§ Work instructions
Only the lines from the one containing "you beat me before I could push lol" through the final line of the entries below are wanted, each copied exactly.

§ Exercise inputs

PR #1849, opened 2020-08-31
planner event publishing

elegantmoose:
- changes to event_svc:
    - make it similar to RabbitMQ API/terminology w/ usage of 'exchange' and 'queue' abstractions.
    - timestamp is added to every event
- planning service publishes bucket transitions by default, if `execute_planner()` method is used to run the planner. (There isnt another way to globally check when a bucket transition occurs while executing the planner other than this method as it actually executes the next bucket that the planner wants)
- Also, just some clean up of planning service. (removed method and changed a method name as the name implied different action being taken than actually was)


christophert:
@elegantmoose please fix build errors - looks to be just some styling issues

elegantmoose:
you beat me before I could push lol

christophert (approved):

app/service/planning_svc.py
```diff
@@ -112,11 +115,26 @@ async def execute_planner(self, planner):
...
+          events to the event service
+        :type publish tranitions: bool
         """
+        async def _publish_bucket_transition(bucket):
+            """ subroutine to publish bucket transitions to event_svc"""
+            await self.publish_event(event='bucket',
+                                     msg=f'Bucket transition: {bucket}',
+                                     operation_id=planner.operation.id,
+                                     operation_name=planner.operation.name,
+                                     ts=str(datetime.datetime.now()))
```
wbooth, line 128: event_time, may be a useful global

elegantmoose:
Started requested changes.

Also, note that the cleaning done on planning service here, will break new tests in https://github.com/mitre/caldera/pull/1896. Thus if that PR gets merged first, then the broken tests need to be fixed here.

wbooth (dismissed):
pending discussed changes

elegantmoose:
@wbooth - merge https://github.com/mitre/caldera/pull/1896/files first, then Ill pull those changes into this branch, fix tests, then should be good.

elegantmoose:
@wbooth - set.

§ Response box
you beat me before I could push lol

christophert (approved):

app/service/planning_svc.py
```diff
@@ -112,11 +115,26 @@ async def execute_planner(self, planner):
...
+          events to the event service
+        :type publish tranitions: bool
         """
+        async def _publish_bucket_transition(bucket):
+            """ subroutine to publish bucket transitions to event_svc"""
+            await self.publish_event(event='bucket',
+                                     msg=f'Bucket transition: {bucket}',
+                                     operation_id=planner.operation.id,
+                                     operation_name=planner.operation.name,
+                                     ts=str(datetime.datetime.now()))
```
wbooth, line 128: event_time, may be a useful global

elegantmoose:
Started requested changes.

Also, note that the cleaning done on planning service here, will break new tests in https://github.com/mitre/caldera/pull/1896. Thus if that PR gets merged first, then the broken tests need to be fixed here.

wbooth (dismissed):
pending discussed changes

elegantmoose:
@wbooth - merge https://github.com/mitre/caldera/pull/1896/files first, then Ill pull those changes into this branch, fix tests, then should be good.

elegantmoose:
@wbooth - set.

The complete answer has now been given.